Top 10 Events of 2010

Top 10 Last year we wrote on the Top 10 Events of the Decade. This year we decided to do another list on the Top 10 events of 2010 affecting the nonprofit sector (listed in chronological order). We welcome your additions in the comments.  Have a happy holiday season!

  1. Haitian earthquake and social media relief effort
  2. Citizens United v.
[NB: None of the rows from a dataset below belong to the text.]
PR #2675, opened 2026-01-08
Adjusted RPC http requests to use POST instead of GET

monty-sei:
RPC calls for the EVM CLI were attempting to send methods via GET instead of POST, resulting in failed extraction of results from the associated RPC calls as none were being returned.

Adjustments to `getChainId()`, `getNonce()` and `CmdAssociateAddress()` were made 

NOTE: the latter `CmdAssociateAddress` had an internal cmd method call to `sei_associate` using GET instead of POST.

Fixes REL-107


x/evm/client/cli/tx_test.go
```diff
@@ -0,0 +1,50 @@
...
+	"math/big"
+	"testing"
+
+	"github.com/ethereum/go-ethereum/crypto"
+	"github.com/stretchr/testify/require"
+)
+
+var (
+	EVM_RPC_MAINNET = "https://evm-rpc.sei-apis.com"
+	EVM_RPC_TESTNET = "https://evm-rpc-testnet.sei-apis.com"
```
masih: We should generally avoid tests that assume a remove endpoint is up and available. 

What I recommend doing instead is to:

* make these tests run conditionally/on CI when some env var is set; skipped by default.
* use `httptest` package to assert the behaviour you expect at unit level.

x/evm/client/cli/tx_test.go
```diff
@@ -0,0 +1,50 @@
...
+	"crypto/rand"
+	"math/big"
+	"testing"
+
+	"github.com/ethereum/go-ethereum/crypto"
+	"github.com/stretchr/testify/require"
+)
+
+var (
+	EVM_RPC_MAINNET = "https://evm-rpc.sei-apis.com"
```
masih: This naming convention for constants is used in Java but doesn't translate to Golang best practices. For start, it makes the constant exported (more or less equivelant of `public` in Java) because the first letter is a captial letter.

Instead of `CAPITAL_SNAKE_CASE`, we should instead be using `camelCase` for constants that don't need exporting like the ones here, and `CaplitalCamelCase` for the ones that do need exporting.

x/evm/client/cli/tx_test.go
```diff
@@ -0,0 +1,50 @@
...
+	EVM_RPC_TESTNET = "https://evm-rpc-testnet.sei-apis.com"
+)
+
+func TestGetChainId(t *testing.T) {
+	//Run on mainnet RPC url
+	mChainId, err := getChainId(EVM_RPC_MAINNET)
+	require.Nil(t, err)
```
masih: Please use `requireNoError` to assert nil/no error. That way we get nicer test failure logging.

Ditto for the reminder of this PR.

x/evm/client/cli/tx_test.go
```diff
@@ -0,0 +1,50 @@
...
+	//Check nonce on both mainnet and testnet
+	nonce, err := getNonce(EVM_RPC_MAINNET, privateKey.PublicKey)
+	require.Nil(t, err)
+	require.Equal(t, nonce, uint64(0))
+
+	nonce, err = getNonce(EVM_RPC_TESTNET, privateKey.PublicKey)
+	require.Nil(t, err)
+	require.Equal(t, nonce, uint64(0))
+
+	//NOTE: Could add tests for known active public keys for mainnet and testnet
```
masih: I recommend capturing an issue for this if you'd like to break it to its own PR.

Otherwise, I recommend making these tests into a table-test that simply gets a set of URLs and runs. This way we can easily add additional endpoints without the need to rewrite/refactor the test logic.

x/evm/client/cli/tx_test.go
```diff
@@ -0,0 +1,50 @@
...
+	"crypto/ecdsa"
+	"crypto/rand"
+	"math/big"
+	"testing"
+
+	"github.com/ethereum/go-ethereum/crypto"
+	"github.com/stretchr/testify/require"
+)
+
+var (
```
masih: These should be `const` instead.

x/evm/client/cli/tx_test.go
monty-sei: This is done

x/evm/client/cli/tx_test.go
monty-sei: This is done

x/evm/client/cli/tx_test.go
monty-sei: I moved to table-test format but have not supported additional known nonce cases yet

x/evm/client/cli/tx_test.go
monty-sei: This is done

x/evm/client/cli/tx_test.go
monty-sei: This is fair, and I will adjust my morning tomorrow and comment back!

monty-sei: Alright this is now done as well!

x/evm/client/cli/tx_test.go
```diff
@@ -0,0 +1,104 @@
...
+		//Standard method call response from POST request to RPC
+		response := map[string]interface{}{
+			"jsonrpc": "2.0",
+			"id":      "send-cli",
+			"result":  result,
+		}
+
+		//Adjust to default GET response if not POST
+		if r.Method != http.MethodPost {
+			response = map[string]interface{}{
```
masih: Use `any` instead of `interface{}`. The go mod version in this repo is high enough to understand newer syntax. 

Please also add that to your AI prompt since most of the models I have come across are trained on go code old enough that they always use the old syntax.

Ditto for the rest of the PR.

x/evm/client/cli/tx_test.go
```diff
@@ -0,0 +1,104 @@
...
+	}{
+		{"new address", privateKey.PublicKey, "0x0", uint64(0)},
+		{"active address", privateKey.PublicKey, "0x5", uint64(5)},
+	}
+
+	for _, test := range tests {
+		t.Run(test.name, func(st *testing.T) {
+
+			//Setup RPC Server with result and get URL
+			rpcServer := getRPCServer(test.nonceHex)
```
masih: I recommend passing in `st` to assert no errors in writing response etc. from within the server. Right now we are ignoring errors returned by Json marshalling for example.

x/evm/client/cli/tx_test.go
```diff
@@ -0,0 +1,104 @@
...
+		chainId    int64
+		hasURL     bool
+	}{
+		{"mainnet chain id", "0x531", 1329, true},
+		{"testnet chain id", "0x530", 1328, true},
+		{"url error chain id", "", 0, false},
+	}
+
+	for _, test := range tests {
+		t.Run(test.name, func(st *testing.T) {
```
masih: Minor styling comment In table tests `t` is shadowed to avoid accidental use of the parent `t` by naming it to be the same name as parent, i.e. `t` instead of `st`.

x/evm/client/cli/tx_test.go
monty-sei: This is now done!

x/evm/client/cli/tx_test.go
monty-sei: This is now done!

x/evm/client/cli/tx_test.go
monty-sei: This is now done!

PR #2866, opened 2026-02-12
skip LastResultsHash check if giga executor is on

codchen:
Giga executors may yield different gas usage than v2 executors due to:
- more parity with Ethereum
- optimized state access pattern
Since we only care about state consistency, which is covered by AppHash, we don't need to require lastResultsHash on nodes that enabled giga.

patch on giga-enabled RPC nodes

### DIFF
--- a/app/seidb.go
+++ b/app/seidb.go
@@ -37,6 +37,11 @@ const (
 	FlagSSPruneInterval     = "state-store.ss-prune-interval"
 	FlagSSImportNumWorkers  = "state-store.ss-import-num-workers"
 
+	// EVM SS optimization (embedded in SS config, controlled via write/read mode)
+	FlagEVMSSDirectory = "state-store.evm-ss-db-directory"
+	FlagEVMSSWriteMode = "state-store.evm-ss-write-mode"
+	FlagEVMSSReadMode  = "state-store.evm-ss-read-mode"
+
 	// Other configs
 	FlagSnapshotInterval = "state-sync.snapshot-interval"
 	FlagMigrateIAVL      = "migrate-iavl"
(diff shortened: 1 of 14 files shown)


sei-tendermint/internal/state/execution.go
```diff
@@ -215,7 +215,7 @@ func (blockExec *BlockExecutor) ValidateBlock(ctx context.Context, state State,
 	err := validateBlock(state, block)
 	if err != nil {
 		// Check if this is a LastResultsHash mismatch and log detailed info
-		if !bytes.Equal(block.LastResultsHash, state.LastResultsHash) {
+		if !types.SkipLastResultsHashValidation.Load() && !bytes.Equal(block.LastResultsHash, state.LastResultsHash) {
```
arajasek, line 218: Does this actually work? I think you're just skipping the log, but still returning the error here, so I don't think `SkipLastResultsHashValidation` actually does anything.

codchen: `err` comes from `validateBlock`, which wouldn't return a non-nil value because of https://github.com/sei-protocol/sei-chain/pull/2866/changes#diff-d3412156734f105e2fc032cd6850dd192eb7f1a039872a127df968c1bffde8f9R65

arajasek: That makes sense, but then why are we changing anything here at all? I think we can leave this file as-is.

arajasek: I think there's value in containing a change like this if possible.

codchen: on a giga node, if there is indeed a validation error that's not LastResultsHash mismatch, but LastResultsHash does mismatch, then the log here would say "LastResultsHash error" instead of the real error.

it's a rare case though

PR #2868, opened 2026-02-12
fix: respect existing genesis file

mojtaba-esk:
This PR is a followup for #2835 to handle a case where the user already has their own genesis file and does not want to remove them or overwrite them. Here is the slack comment by @masih that suggested this fix: https://sei-network-io.slack.com/archives/C06A3D4FWE5/p1770833867974669?thread_ts=1770803742.497719&cid=C06A3D4FWE5


cmd/seid/cmd/init.go
```diff
@@ -233,3 +200,67 @@ func InitCmd(mbm module.BasicManager, defaultNodeHome string) *cobra.Command {
...
+		}
+		return genDoc, nil
+	}
+
+	appState, err := json.MarshalIndent(mbm.DefaultGenesis(cdc), "", " ")
+	if err != nil {
+		return nil, errors.Wrap(err, "Failed to marshall default genesis state")
+	}
+	genDoc := &types.GenesisDoc{ChainID: chainID, AppState: appState}
+	if fi, err := os.Stat(genFile); err == nil {
```
masih: Ditto re DIR check. We probably can refactor the existing file checking to use here as well as above.

cmd/seid/cmd/init_test.go
```diff
@@ -230,3 +235,111 @@ func TestModeConfigurationMatrix(t *testing.T) {
 		})
 	}
 }
+
+// TestLoadOrWriteGenesis_ExplicitConfigWins: existing genesis + no overwrite leaves file unchanged.
+func TestLoadOrWriteGenesis_ExplicitConfigWins(t *testing.T) {
+	dir := t.TempDir()
+	genFile := filepath.Join(dir, "genesis.json")
+	chainID := "atlantic-2"
```
masih: I would define this as `const` instead of `var`? Ditto for other such names constant in this file.

masih (approved):
Nice thank you for getting this sorted so quickly 🚀 

No blockers; just minor comments.

sei-will (approved):

PR #2873, opened 2026-02-12
fix to halt due to reconstructing block from bad proposal (backported #2823)

pompon0:


sei-tendermint/internal/consensus/state.go
```diff
@@ -827,15 +827,12 @@ func (cs *State) handleMsg(ctx context.Context, mi msgInfo, fsyncUponCompletion
...
-		if err = cs.setProposal(msg.Proposal, mi.ReceiveTime); err == nil {
-			if key, ok := cs.privValidatorPubKey.Get(); ok && cs.config.GossipTransactionKeyOnly {
-				if !cs.isProposer(key.Address()) && cs.roundState.ProposalBlock() == nil {
-					created := cs.tryCreateProposalBlock(spanCtx, msg.Proposal.Height, msg.Proposal.Round, msg.Proposal.Header, msg.Proposal.LastCommit, msg.Proposal.Evidence, msg.Proposal.ProposerAddress)
-					if created {
-						cs.fsyncAndCompleteProposal(ctx, fsyncUponCompletion, msg.Proposal.Height, span, true)
-					}
-				}
-			}
+		err = cs.setProposal(msg.Proposal, mi.ReceiveTime)
```
masih, line 830: Avoid re-declaring `err` considering the `break`?

pompon0: the error is logged after the switch clause. Don't ask me why.

PR #2879, opened 2026-02-12
Add more metrics for snapshot and state sync 

yzang2019:
This PR is adding more visibility around MemIAVL snapshot creation + replay + pruning, as well as state sync snapshot creation process.

With these metrics, we should have better visibility to correlate some timing for performance changes in relate to the snapshot behavior

Tested locally and verified the metrics works


sei-db/state_db/sc/memiavl/db.go
```diff
@@ -541,10 +546,12 @@ func (db *DB) pruneSnapshots() {
 		}
 
 		name := snapshotName(version)
-		db.logger.Info("prune snapshot", "name", name)
 
 		if err := atomicRemoveDir(filepath.Join(db.dir, name)); err != nil {
 			db.logger.Error("failed to prune snapshot", "err", err)
+		} else {
+			db.logger.Info("successfully pruned snapshot", "name", name)
+			otelMetrics.SnapshotPruneCount.Add(context.Background(), 1)
```
masih: We probably want to measure the failure rate too right? 

In which case, you can use the same metric and tag by `status`?

yzang2019: Good idea!

sei-db/state_db/sc/memiavl/snapshot.go
```diff
@@ -864,22 +856,6 @@ func (w *snapshotWriter) writeKeyValueDirect(key, value []byte) error {
 
 // writeLeaf sends leaf and KV write operations to the pipeline
 func (w *snapshotWriter) writeLeaf(version uint32, key, value, hash []byte) error {
-	// Track channel fill metrics for all channels
```
yzang2019, line 867: Removing these since it seems they are not being used

sei-db/state_db/sc/memiavl/metrics.go
```diff
@@ -9,24 +9,64 @@ var (
...
-			"memiavl_snapshot_creation_latency",
-			metric.WithDescription("Time taken to create memiavl snapshot"),
+		SnapshotRewriteLatency: must(meter.Float64Histogram(
+			"memiavl_snapshot_rewrite_latency",
+			metric.WithDescription("Time taken to write to the new memiavl snapshot"),
 			metric.WithUnit("s"),
 		)),
+		SnapshotRewriteCount: must(meter.Int64Counter(
+			"memiavl_snapshot_rewrite_count",
+			metric.WithDescription("Total num of times memiavl snapshot rewrite attempts"),
```
blindchaser: nit: grammar seems a little weird, how about: "Total number of memiavl snapshot rewrite attempts"

yzang2019: Yup, that looks better!

go.work.sum
```diff
@@ -0,0 +1,1684 @@
+bazil.org/fuse v0.0.0-20200407214033-5883e5a4b512 h1:SRsZGA7aFnCZETmov57jwPrWuTmaZK6+4R4v5FUe1/c=
```
masih, line 1: Sigh; looks like I missed this being added back in @yzang2019 .... Going to delete it

yzang2019: ah sorry, add back accidently, this was an old PR that I forgot to merge, thanks!

masih: No worries, sorry for missing it in my review of the PR

PR #2881, opened 2026-02-13
Add unjail to staking precompile

codchen:
Add `unjail` function to the staking precompile

unit test


precompiles/staking/staking_test.go
```diff
@@ -2603,3 +2615,111 @@ func TestStakingPrecompileStaticCallPrevention(t *testing.T) {
 		_ = err
 	})
 }
+
+func TestUnjail(t *testing.T) {
```
philipsu522, line 2619: should we verify events are emitted?

should we add some more test cases? thinking:
- calling unjail on a non-validator
- calling unjail with improper params (not enough fees, wrong key...etc)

Federal Elections Commission
  3. BP Oil Spill
  4. Social Innovation Fund Investigation
  5. The Giving Pledge
  6. Mark Zuckerberg, the Philanthropist
  7. Senator Baucus’ letter to the IRS
  8. Benefit Corporation
  9. IRS offers one-time relief for up to 380,000 organizations
  10. 2010 Tax Relief Act

1. Haitian earthquake and social media relief effort – The 7.0 magnitude earthquake that shook Haiti on January 20, 2010 left the country in devastation and killed close to 100,000 people. Although this was not the first time in recent years that a tragic natural disaster was followed by an outpouring of help and worldwide attention, there was an unprecedented presence of social media to generate aid.  As the Nonprofit Times noted: “Within 42 minutes of last January’s earthquake in Haiti, the Mobile Giving Foundation (MGF), in Issaquah, Wash., launched its first text-to-give campaign for the nonprofit Yele Haiti. Charity founder Wyclef Jean used his celebrity status to alert his 1.5 million followers on Twitter that they could text their support for Haitian relief. He raised $3 million in the first 72 hours and the age of mobile giving was born.” The American Cross also raised an estimated $200 million through text messages that included a five-digit code and the word “Haiti,” raising $2 million of that in the first 24 hours of the earthquake. This amplitude of social media philanthropy has yet to be matched since then and commentators continue to discuss what we should expect of social media and philanthropy in the future. These conversations about social media have produced interesting debates such as Malcolm Gladwell's article, "Small Change: Why the revolution will not be tweeted" and ideas such as co-Facebook founder Chris Hughesbeta launch of Jumo, a social network site for nonprofits, in November.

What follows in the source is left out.